Cleo C. Hogan Jr said:


> There is one more way, and it is the only one I use. It is called the double screen. Run the two colonies with a double screen for 10 days, 2 weeks, or longer if you like. Then remove the screen at your convenience, move all frames into one colony. Never failed for me.
> 
> Sometimes the newspaper method does not work, if the bees chew through the paper too quickly. I keep a few double screens handy and place on the hive and then forget about them for a while.
> 
> cchoganjr


Cleo I use double screens also, but mainly for overwintering smaller hives on top of larger ones. Never occurred to me that I could use them to combine hives. Obviously the two screens keep the colonies separate, but it can not stop the pheromones from drifting up or down? What is it that the double screen does to prevent an all out slaughter which beemanluke witnessed once it is removed? Do the pheromones some how gel together to create a neutral smell, or is it that both colonies are "use to" the others pheromone? Do/Could the queens lay in harmony for a while until one meets her demise? :scratch:


----------



## Michael Bush (Aug 2, 2002)

A lot of smoke would work better than flour in my experience. Newpaper is pretty reliable...


----------



## Cleo C. Hogan Jr (Feb 27, 2010)

fieldsofnaturalhoney... 

beemanluke's question was about combining a queenless hive and a swarm. If you leave the double screen on for an extended time, (and I normally do) you will find that lots of the bees will have found the other entrance and joined the other colony on their own. 

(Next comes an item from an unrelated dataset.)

PR #1167, opened 2019-11-25
Fix #1158: add outputDebugString level 4 to omit debug info

### LINKED ISSUE #1158: Adjustment for outputDebugString - level 0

This process is much the same as introducing a new queen in a screened queen cage. As soon as the odor becomes one, the queen is safe. In this case, as soon as the odor becomes one, (from the colony that has the queen) the bees are safe to remove screen and combine. Queenless bees will be happy to combine with a colony that has a queen, just takes a little time getting used to her. Parent colony does not care about the bees over them, (they have a queen) the same as overwintering a nuc over a larger colony, except you will only have one pheromone because you only have one queen.

I like it because of the simplicity of it. Put the double screen on, forget about it for a couple weeks, then break the two chambers down to the point the two colonies, (which will now be one) has enough bees to cover every available frame.

cchoganjr


----------



## fieldsofnaturalhoney (Feb 29, 2012)

Ahhh, yes, my thinking got ahead of what I read.


----------



## beemanluke (Mar 5, 2014)

Thanks everyone. I caught a standard swarm today...really easy then went to my next call. I opened the compost bin and the bees were everywhere. They arrived that morning and I arrived late afternoon. I was expecting the bees to be in a huddle and even drawing some comb from the lid but all I found was bees spread out everywhere, all over the side and floor. None on the roof. I couldn't find the queen and eventually they all started flying out till there was none left in the bin. Soon they returned and I scooped them into a box waiting for the rest to settle. most went into the box but now all have made there way back to the bin. My question.......do swarms leave the old hive without a queen? Im sure this swarm is queenless.


----------